This is much simpler than the original idea of introducing a "use after consume" error state that empties the container and would to lead to error prone code constructs just to save some object copies. It also implies we don't need yet another overloading disambiguation rule, a table's put proc can look like

.. code-block:: nim

  proc put*(t: Table; key, value: sink string) = ...

With no need of further non-sink overloads.

For a location that has had its value moved into a sink parameter no
destructor call needs to be injected. This is an important optimization
to keep the produced code size small. There is a ``system.move`` proc that can be used to annotate the moves at callsite that can further eliminate copies.


Sink for locals
---------------

``sink T`` is also a valid type for locals. For a variable ``v`` of
type ``sink T`` no destructor call is injected and it is statically
ensured that every code path leads to its consumption.


Lent type
---------

``proc p(x: sink T)`` means that the proc ``p`` takes ownership of ``x``.
To eliminate even more creation/copy <-> destruction pairs, a proc's return
type can be annotated as ``lent T``. This is useful for "getter" accessors
that seek to allow an immutable view into a container.

Like ``sink T`` ``lent T`` is a valid annotation for local variables too.
For a variable ``v`` of type ``lent T`` it is statically ensured that no code
path leads to its consumption, in other words that it must not escape its
local stack frame (either directly or indirectly via passing to a ``sink``
parameter).
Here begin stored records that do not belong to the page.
PR #25577, opened 2023-07-24
fix(@angular-devkit/build-angular): correctly load dev server assets with vite 4.4.0+

clydin:
The underlying development server (Vite) for the application build system updated
its static file serving dependencies which resulted in the `@fs` special file URLs
supported by Vite to have a different format.  Previously, the paths were encoded
using `encodeURIComponent` but are now use `encodeURI`. The development server
integration with Vite will now use the matching encoding to allow build defined
assets to be correctly served.

### DIFF
--- a/tests/legacy-cli/e2e/tests/basic/serve.ts
+++ b/tests/legacy-cli/e2e/tests/basic/serve.ts
@@ -18,9 +18,15 @@ export default async function () {
 }
 
 async function verifyResponse(port: number): Promise<void> {
-  const response = await fetch(`http://localhost:${port}/`);
+  const indexResponse = await fetch(`http://localhost:${port}/`);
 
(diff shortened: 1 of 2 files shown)


tests/legacy-cli/e2e/tests/basic/serve.ts
```diff
@@ -23,4 +23,10 @@ async function verifyResponse(port: number): Promise<void> {
   if (!/<app-root><\/app-root>/.test(await response.text())) {
     throw new Error('Response does not match expected value.');
   }
+
+  const response2 = await fetch(`http://localhost:${port}/favicon.ico`);
```
dgp1130, line 27: Nit: `assetResponse` would be a slightly more descriptive name.

dgp1130 (approved):

PR #25584, opened 2023-07-26
fix(@angular-devkit/build-angular): error during critical CSS inlining for external stylesheets

### LINKED ISSUE #25419: Error encountered when updating @angular-devkit/build-angular to Version 16.1.0
### Command

build

### Is this a regression?

16.0.0

### Description

Upon updating @angular-devkit/build-angular to Version 16.1.0, an error occurs during index HTML generation. The specific error message is "document.documentElement.setAttribute is not a function."

Upon investigation, I have identified the root cause of the issue. It appears that enabling the optimization option, specifically setting inlineCritical to True under styles, triggers the error. However, if this option is disabled, the build process completes successfully.

### Minimal Reproduction

Command used:
npx nx run *project*:build:production

Package use:
@angular-devkit/build-angular 16.1.0

### Exception or Error

```text
√ Browser application bundle generation complete.
√ Copying assets complete.
× Index html generation failed.
document.documentElement.setAttribute is not a function
 ——————————————————————————————————————————————————————————————————————————————————————————————————————————————————————————————————————————————————————————————————————————————————————————————————————————————————————————————————————————————————————————————————————————————————————————————————————————————————————————————————————————————————————————————
 >  NX   Ran target build for project *projectname* (58s)
 
    ×    1/1 failed
    √    0/1 succeeded [0 read from cache]
```

### Your Environment

```text
Angular CLI: 16.1.0
Node: 18.10.0
Package Manager: npm 8.19.2
OS: win32 x64

Angular: 16.1.1
... router

@angular-devkit/architect       0.1601.0
@angular-devkit/build-angular   16.1.0
@angular-devkit/core            16.1.0
@angular-devkit/schematics      16.1.0
@angular/cli                    16.1.0
@schematics/angular             16.1.0
typescript                      5.1.3
```

### Anything else relevant?

_No response_

crisbeto:
These changes revert the performance improvement from https://github.com/angular/angular-cli/pull/24925/commits/e88aea65bdb66fa4e9c6ad580ff733642e1fb24c and add a test. The problem with the previous approach is that it assumes that a `link` tag processed by Critters will be preceded by a `style` tag that was inserted by Critters. This assumption might not necessarily be true if Critters is unable to resolve the content of the linked styles. Furthermore, I'm not sure if we need to optimize this code path to begin with, because it only does a shallow traversal of the `head` tag which is generally fast and is unlikely to have many direct descendants.

Fixes #25419.

### DIFF
--- a/packages/angular_devkit/build_angular/src/utils/index-file/inline-critical-css.ts
+++ b/packages/angular_devkit/build_angular/src/utils/index-file/inline-critical-css.ts
@@ -146,7 +146,15 @@ class CrittersExtended extends Critters {
         this.conditionallyInsertCspLoadingScript(document, cspNonce);
       }
 
-      link.prev?.setAttribute('nonce', cspNonce);
+      // Ideally we would hook in at the time Critters inserts the `style` tags, but there isn't
+      // a way of doing that at the moment so we fall back to doing it any time a `link` tag is
+      // inserted. We mitigate it by only iterating the direct children of the `<head>` which
+      // should be pretty shallow.
+      document.head.children.forEach((child) => {
+        if (child.tagName === 'style' && !child.hasAttribute('nonce')) {
+          child.setAttribute('nonce', cspNonce);
+        }
+      });
     }
 
     return returnValue;
--- a/packages/angular_devkit/build_angular/src/utils/index-file/inline-critical-css_spec.ts
+++ b/packages/angular_devkit/build_angular/src/utils/index-file/inline-critical-css_spec.ts
@@ -133,4 +133,34 @@ describe('InlineCriticalCssProcessor', () => {
     html { color: white; }
     </style>`);
   });
+
+  it('should not modify the document for external stylesheets', async () => {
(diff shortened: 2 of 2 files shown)


packages/angular_devkit/build_angular/src/utils/index-file/inline-critical-css.ts
```diff
@@ -146,7 +146,15 @@ class CrittersExtended extends Critters {
         this.conditionallyInsertCspLoadingScript(document, cspNonce);
       }
 
-      link.prev?.setAttribute('nonce', cspNonce);
```
crisbeto, line 149: We could've kept this and checked that `link.prev.tagName === 'style'` but that'll be incorrect for a markup like this:

```
<head>
  <style></style>
  <link rel="stylesheet" href="https://some/external/style.css">
</head>
```

vlio20:
Hi @crisbeto , in what version this fix will be available?

crisbeto:
It should've been out in 16.1.6.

For ``v`` no destructor call is injected since it doesn't own
the object.

The ``sink`` and ``lent`` annotations allow us to remove most (if not all)
superfluous copies and destructions.

``lent T`` is like ``var T`` a hidden pointer that the compiler needs to prove that
it doesn't outlive its origin.


.. code-block:: nim

  type
    Tree = object
      kids: seq[Tree]

  proc construct(kids: sink seq[Tree]): Tree =
    result = Tree(kids: kids)
    # converted into:
    `=sink`(result.kids, kids)

  proc `[]`*(x: Tree; i: int): lent Tree =
    result = x.kids[i]
    # borrows from 'x', this is transformed into:
    result = addr x.kids[i]
    # This means 'lent' is like 'var T' a hidden pointer.
    # Unlike 'var' this cannot be used to mutate the object.

  iterator children*(t: Tree): lent Tree =
    for x in t.kids: yield x

  proc main =
    # everything turned into moves:
    let t = construct(@[construct(@[]), construct(@[])])
    echo t[0] # accessor does not copy the element!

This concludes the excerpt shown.